Answer the following questions in your README.md file: Does running this feature help with the overall performance of one of the above configuration files? Explain why or why not based on your implementation. Backup your claim with at least one execution timing of a configuration.

Grading

Programming assignments will be graded according to a general rubric. Specifically, we will assign points for completeness, correctness, design, and style. (For more details on the categories, see our Assignment Rubric page.)
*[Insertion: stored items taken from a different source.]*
PR #12097, opened 2026-08-23
fix(stt): scope and bound speaker identity

Git-on-my-level:
## Summary

- give short, noisy in-session speaker clustering its own `0.60` threshold while leaving enrolled-voiceprint verification at `0.45`
- cap each clustering session at eight centroids and merge later misses into the nearest running centroid without dropping transcript text
- stamp provider/connection epochs before persistence and allocate conversation-local speaker IDs from `(speaker_id_scope, speaker)`, so padded labels, provider changes, and reconnects cannot collide
- persist `speaker_identity_status` as `user`, `not_user`, `no_match`, or `unknown`; a failed enrollment match is no longer represented only by the legacy `is_user=false` projection

## Failure boundary

The authoritative boundaries are now explicit: clustering policy owns in-session centroid identity, provider epochs own provider-local numbering, the conversation allocator owns persisted integer IDs, and enrollment matching owns the evidence state behind `is_user`. The Parakeet runtime image cannot import backend utility modules through its deployment source closure, so its existing `speaker_math.py` boundary mirrors the clustering defaults and bounded-nearest policy; tests pin both implementations.

The memory consumer is intentionally outside this branch. It still reads a bare `is_user` boolean today; the parallel memory change must treat `speaker_identity_status` values `no_match` and `unknown` as uncertain rather than confidently third-party.

## Verified diagnosis and corrections

- The epoch stamp initially overwrote each segment's `stt_provider` with the host's configured STT selection. A socket that knows which peer actually served the segment stamps that name itself, and the configured selection does not change across a fallback, so the overwrite erased exactly the transition the epoch exists to separate. Five hermetic e2e tests caught it (`parakeet` observed where the peer was `parakeet-wire-peer`; `parakeet` where the fake socket had stamped `e2e-streaming-stt`). A segment's own provider is now authoritative, the caller's name is a fallback, and the epoch advances per segment so a provider change inside one batch opens a new scope. This is also the correction to the bullet below: normal backend STT segments *do* reach `enqueue` carrying a provider on the paths the hermetic harness exercises.
- The `0.45` enrollment threshold was also reused by `backend/utils/stt/pre_recorded.py` and `backend/parakeet/transcribe.py`, not only the two streaming paths named in the report.
- `connect_stt_socket_with_fallback` changes provider only while establishing a socket. A live provider failure terminates that connection; a resumed conversation can still acquire a colliding namespace on its next WebSocket connection, so the epoch is connection-scoped as well as provider-scoped.
- Normal backend STT segments previously did not persist `stt_provider`; only the custom-STT payload path stamped it.
- Ordinary processed short-term memories expire after 48 hours, but pending-required-processing rows have an explicit eligibility exception. This does not remove the identity-loss path for ordinary rows.

## External evidence for changed expectations

The account measurement supplied with this task covered 57 conversations, 4,047 segments, and 200 memories. It also identified conversation `30e9e5d6-e7fd-4f9c-91ad-f219e5b1952f`, where unpadded and padded provider labels coexist and one integer speaker identity carries contradictory `is_user` values. Those observed persisted shapes are the external basis for the new collision and reconnect regression expectations.

## Verification

- red-before runs: the new model test initially failed at collection because `SpeakerIdentityStatus` did not exist; the remaining regression files reported `4 failed, 63 passed` (explicit scoped ID overwritten, reconnect segments merged, and both backend and deployed-Parakeet clustering created a ninth speaker)
- affected and adjacent test files, each named directly and run in isolation: `436 passed`
- final persistence-only schema rerun: `39 passed` across `test_transcript_segment.py` and `test_transcribe_speaker_id_queue_pii.py`
- proper backend typecheck: `0 errors, 3752 warnings, 0 informations`
- `python -m compileall` for the changed backend modules: passed
- `speaker_id_scope` and `speaker_identity_status` remain persistence-only backend fields: `model_dump` includes them, while `SkipJsonSchema` keeps the app-client OpenAPI and all generated client contracts unchanged
- final pre-push gate: 24 PR checks passed, runtime-image closure passed for 10 images, eight selected backend files passed `105/105`, app-client OpenAPI and generated-client snapshots were current, and Black reported 20 files unchanged
- broad `backend/test.sh`: 890 of 892 isolated test files wrote successful status and none wrote a failure; the run was stopped after the two unrelated action-item files did not return. `test_action_item_canonical_contract.py` had already printed `13 passed`; `test_action_item_vector_best_effort.py` had reached 75%. This is not claimed as a completed full-suite pass.
- combined direct pytest runs exposed known cross-file pollution: the Parakeet builtin-embedding file raised a missing-NeMo collection error only in combination and passed `16/16` alone; four Modulate retired-config failures passed `94/94` alone. Two real parity fixture mismatches were fixed and then passed `2/2` alone.
- full hermetic e2e suite (`bash backend/testing/e2e/run.sh`): `116 passed, 3 skipped` after the provider-preservation fix; before it, 5 failed
- eight affected unit files run together in one process (not file-isolated): `105 passed`
- live provider/embedding services were not exercised because this worktree has no hermetic owner-account or provider-credential path; the production assignment and persistence seams were exercised with controllable embeddings and transcript payloads.

none

## Failure class (fixes)

Failure-Class: none

Line-Count-Exception: backend/utils/stt/streaming.py | 1683 -> 1692 | Cap-forced merge fallback telemetry and centroid-drift guard required by docs/agents/fallback-telemetry.md; the +9 lines are the record_fallback branch that makes the eight-speaker cap observable.

### DIFF
--- a/backend/models/transcript_segment.py
+++ b/backend/models/transcript_segment.py
@@ -1,8 +1,10 @@
 from datetime import timedelta
+from enum import Enum
 from typing import Any, Optional, List, Tuple, cast
 import uuid
 import re
 from pydantic import BaseModel, Field
+from pydantic.json_schema import SkipJsonSchema
 
 from models.other import Person
 
@@ -23,6 +25,15 @@ class Translation(BaseModel):
     text: str
 
 
+class SpeakerIdentityStatus(str, Enum):
+    """Evidence state behind the legacy boolean ``is_user`` projection."""
+
+    unknown = 'unknown'
+    user = 'user'
+    not_user = 'not_user'
+    no_match = 'no_match'
+
+
 class TranscriptSegment(BaseModel):
     id: Optional[str] = None
     text: str
@@ -35,12 +46,21 @@ class TranscriptSegment(BaseModel):
     translations: Optional[List[Translation]] = Field(default_factory=list)
     speech_profile_processed: bool = True
     stt_provider: Optional[str] = None
+    # These fields are persisted for backend identity consumers, but are not part
+    # of the first-party app wire contract. SkipJsonSchema leaves validation and
+    # model_dump intact while avoiding generated-client fan-out for internal state.
+    speaker_id_scope: SkipJsonSchema[Optional[str]] = None
+    speaker_identity_status: SkipJsonSchema[str] = SpeakerIdentityStatus.unknown
 
     def __init__(self, **data: Any):
+        if 'speaker_identity_status' not in data and data.get('is_user') is True:
+            data['speaker_identity_status'] = SpeakerIdentityStatus.user
         super().__init__(**data)
         if not self.id:
             self.id = str(uuid.uuid4())
 
+        if self.speaker_id is not None:
+            return
         if self.speaker:
             try:
                 self.speaker_id = int(self.speaker.split('_', 1)[1])
@@ -167,6 +187,8 @@ class TranscriptSegment(BaseModel):
             if not a or not b:
                 return a, b
             if b.stt_provider != a.stt_provider:
+                return a, b
+            if b.speaker_id_scope != a.speaker_id_scope:
                 return a, b
 
             if a.speaker != b.speaker and not (a.is_user and b.is_user) and a.text and b.text:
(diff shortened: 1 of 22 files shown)


kodjima33 (approved):
Substantial speaker-identity/diarization rework (925+/66-, 19 files) -- well tested but reads as a hardening/refactor rather than a narrow bug fix, well over the scoped-diff bar. Approving only, not merging; flagging for a manual look given the size and scope.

The exact weights for each category will vary from one assignment to another. For this assignment, the weights will be:

  • Task 1: 20%

  • Task 2: 50%

  • Task 3: 30%

Submission

Before submitting, make sure you’ve added, committed, and pushed all your code to GitHub. You must submit your final work through Gradescope (linked from our Canvas site) in the “Project #2” assignment page via two ways,

  1. Uploading from Github directly (recommended way): You can link your Github account to your Gradescope account and upload the correct repository based on the homework assignment. When you submit your homework, a pop window will appear. Click on “Github” and then “Connect to Github” to connect your Github account to Gradescope. Once you connect (you will only need to do this once), then you can select the repository you wish to upload and the branch (which should always be “main” or “master”) for this course.

  2. Uploading via a Zip file: You can also upload a zip file of the homework directory. Please make sure you upload the entire directory and keep the initial structure the same as the starter code; otherwise, you run the risk of not passing the automated tests.

Note

For either option, you must upload the entire directory structure; otherwise, your automated test grade will not run correctly and you will be penalized if we have to manually run the tests. Going with the first option will do this automatically for you. You can always add additional directories and files (and even files/directories inside the stater directories) but the default directory/file structure must not change.

Depending on the assignment, once you submit your work, an “autograder” will run. This autograder should produce the same test results as when you run the code yourself; if it doesn’t, please let us know so we can look into it. A few other notes:

  • You are allowed to make as many submissions as you want before the deadline.

  • Please make sure you have read and understood our Late Submission Policy.

  • Your completeness score is determined solely based on the automated tests, but we may adjust your score if you attempt to pass tests by rote (e.g., by writing code that hard-codes the expected output for each possible test input).

  • Gradescope will report the test score it obtains when running your code. If there is a discrepancy between the score you get when running our grader script, and the score reported by Gradescope, please let us know so we can take a look at it.